Here’s the complete solution addressing all four focus areas:
1. UTF-8 Character Encoding Configuration:
The root issue is your database collation, but you can fix this without changing it. Configure your API client to explicitly handle UTF-8:
HttpHeaders headers = new HttpHeaders();
headers.setAccept(Arrays.asList(MediaType.APPLICATION_JSON));
headers.setAcceptCharset(Arrays.asList(StandardCharsets.UTF_8));
Also add this to your ETQ system configuration (Admin > System Settings > API Configuration):
api.export.defaultCharset=UTF-8
api.export.forceCharsetConversion=true
2. JSON Export API Headers:
Modify your API calls to include explicit charset handling. When making requests:
GET /api/documents/export
Accept: application/json; charset=utf-8
Accept-Charset: utf-8
And configure your JSON parser to handle UTF-8:
ObjectMapper mapper = new ObjectMapper();
mapper.configure(JsonParser.Feature.ALLOW_UTF8_BOM, true);
3. Character Normalization in Document Metadata:
ETQ 2022 supports Unicode normalization in export transformations. Enable this in Admin > Document Control > Export Settings:
- Set ‘Unicode Normalization Form’ to ‘NFC’ (Canonical Composition)
- Enable ‘Character Entity Encoding’ for special symbols
- Check ‘Validate UTF-8 Sequences’ to detect corruption early
You can also apply normalization rules via the API by adding a transform parameter:
GET /api/documents/export?transform=unicode_nfc&validateEncoding=true
4. Schema Validation for International Content:
Implement validation rules for document metadata to ensure consistent encoding from the start. Create a custom validation rule in ETQ:
- Navigate to Admin > Document Control > Validation Rules
- Add rule: ‘Validate Character Encoding’
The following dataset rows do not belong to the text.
PR #418, opened 2023-03-17
GUACAMOLE-1717: Fix RDP cursor use of uninitialized memory

khoek:
As kindly described by Mike Powers in [GUACAMOLE-1717](https://issues.apache.org/jira/browse/GUACAMOLE-1717), using GNOME Remote Desktop (GRD) with gaucd causes a clearly junk/corrupt cursor to be rendered. Mike tracked this down to use of uninitialized memory (`data`) in [`src/protocols/rdp/pointer.c#guac_rdp_pointer_new()`](https://github.com/apache/guacamole-server/blob/ce27936ed539872d55039b6a1b9aa54d8388659e/src/protocols/rdp/pointer.c#L35) when the call to `freerdp_image_copy_from_pointer_data()` is skipped because connecting to GRD causes `pointer->andMaskData` to be `NULL`.

As described in the ticket, the `if` guard (on line 49) causing this to happen is not necessary because FreeRDP protects against this case internally (at least in 2.0 versions), and at any rate there is a bug because if FreeRDP can't handle this situation we should at least zero `data` instead of returning garbage.

Tested on Ubuntu 22.10 with the fix applied on top of master.

### DIFF
--- a/src/protocols/rdp/pointer.c
+++ b/src/protocols/rdp/pointer.c
@@ -42,18 +42,17 @@ BOOL guac_rdp_pointer_new(rdpContext* context, rdpPointer* pointer) {
             rdp_client->display, pointer->width, pointer->height);
 
     /* Allocate data for image */
-    unsigned char* data = _aligned_malloc(pointer->width * pointer->height * 4, 16);
+    unsigned char* data = _aligned_recalloc(NULL, 1, pointer->width * pointer->height * 4, 16);
 
     cairo_surface_t* surface;
 
-    /* Convert to alpha cursor if mask data present */
-    if (pointer->andMaskData && pointer->xorMaskData)
-        freerdp_image_copy_from_pointer_data(data,
-                guac_rdp_get_native_pixel_format(TRUE), 0, 0, 0,
-                pointer->width, pointer->height, pointer->xorMaskData,
-                pointer->lengthXorMask, pointer->andMaskData,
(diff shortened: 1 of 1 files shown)


necouchman (commented):
Based on your comment, does it make more sense to remove the `if` check altogether, or would it be better to zero out `data` somewhere else to avoid returning garbage? I think I'd be more inclined to leave the `if` check here and zero out data at some point, if that's feasible.

Also, you tested against Ubuntu - did you also test against other RDP servers to make sure this doesn't cause any regressions in those?

khoek:
@necouchman I think that the `if` should definitely be removed in any case, because it's doing something wrong---if we just zero the buffer then e.g. in my setup with GRD I won't see any cursor, but with the `if` removed I see the correctly transmitted cursor from the server.

But I agree we might as well zero it, so I pushed a change.

As for testing I've also tried the RDP server which ships with an up to date copy of Windows 11, but that's all. I don't think we can cause a regression because:
- The only situation where could introduce one is the case where the `if` condition is `false` and we skip the call, hence return the uninitialized weird-looking junk cursor, and
- so the only way we could cause a regression is by making this *worse*, i.e. the call to `freerdp_image_copy_from_pointer_data()` now crashes the program.
But the `freerdp_image_copy_from_pointer_data()` function correctly handles the cases where `xorMaskData` or `andMaskData` are `NULL` (in the former case it just errors and returns `false`, and in the latter case the empty and mask is correctly handled).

- Set validation script to check for valid UTF-8 sequences
- Apply to all document fields containing international characters
For existing documents with corrupted characters, you’ll need to run a cleanup script. ETQ provides a data normalization utility:
-- Backup first!
UPDATE DOCUMENT_METADATA
SET title = CONVERT(NVARCHAR(MAX), title COLLATE Latin1_General_100_CI_AS_SC_UTF8),
description = CONVERT(NVARCHAR(MAX), description COLLATE Latin1_General_100_CI_AS_SC_UTF8)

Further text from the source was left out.